■ **GIVEN RECORDS**
PR #1644, opened 2026-05-01
[codex] Harden operation and OAuth URL contracts

hughhan1:
## Summary
- Escape REST path-template parameter values as path segments so values such as `../../admin/users` cannot traverse to a different upstream path.
- Require restricted GraphQL calls to name an allowed catalog operation, then execute that catalog operation instead of arbitrary caller-supplied GraphQL documents.
- Apply the same allowed-operation GraphQL rule to session-backed GraphQL catalog providers.
- Split provider metadata validation from token-response connection-param validation so token-derived URL template params reject `:` and `/`.
- Validate connection params before OAuth refresh URL interpolation to block persisted unsafe values from changing token endpoint authority/path.

## Verification
- `go test ./services/plugins/apiexec ./services/plugins/declarative ./core/integration ./services/invocation -run 'TestSubstitutePath|TestBaseExecuteEscapesPathParameterSegments|TestRestrictedInvokeGraphQLRequiresAllowedCatalogOperation|TestBrokerResolveToken_ConnectionModeNoneResolvesSessionUserSubject' -count=1`
- `go test ./internal/bootstrap -run 'TestGraphQLSessionCatalogProviderLoadsCatalogOnDemand|TestGraphQLSessionCatalogProviderInvokeGraphQLRequiresAllowedOperation' -count=1`
- `go test ./internal/server -run 'TestIntegrationOAuthCallback|TestRefresh_UsesConnectionAuthHandlers' -count=1`
- `go test ./services/plugins/apiexec ./services/plugins/declarative ./core/integration ./services/invocation ./internal/bootstrap ./internal/server`
- `git diff --check`


hughhan1:
Rebased again onto current `origin/main` (`a50218bcfe7dff8ca5cfc2c6205cc26d4089ad29`) and force-pushed.

Adapted the branch to the latest service refactors by moving broker tests to `services/authorization` and updating the GraphQL session provider test to use `declarative.Build`.

Verification after this rebase:
- `go test ./services/plugins/apiexec ./services/plugins/declarative ./services/invocation ./internal/bootstrap ./internal/server ./services/plugininvoker ./services/plugins/operationexposure`
- `go test ./...` in `sdk/go`
- `uv run --project sdk/python pytest sdk/python/tests/test_plugin_invoker_transport.py`
- `cargo test --test plugin_invoker_transport` in `sdk/rust`
- `bun run typecheck && bun test --max-concurrency 1` in `sdk/typescript`
- `git diff --check`

GitHub reports the PR mergeable against `main`.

■ **WHAT IS EXPECTED**
From the first line of the listing above through the line that contains "## Verification", set down each line without alteration, and nothing else.

■ **PROBLEM SOLUTION**
PR #1644, opened 2026-05-01
[codex] Harden operation and OAuth URL contracts

hughhan1:
## Summary
- Escape REST path-template parameter values as path segments so values such as `../../admin/users` cannot traverse to a different upstream path.
- Require restricted GraphQL calls to name an allowed catalog operation, then execute that catalog operation instead of arbitrary caller-supplied GraphQL documents.
- Apply the same allowed-operation GraphQL rule to session-backed GraphQL catalog providers.
- Split provider metadata validation from token-response connection-param validation so token-derived URL template params reject `:` and `/`.
- Validate connection params before OAuth refresh URL interpolation to block persisted unsafe values from changing token endpoint authority/path.

## Verification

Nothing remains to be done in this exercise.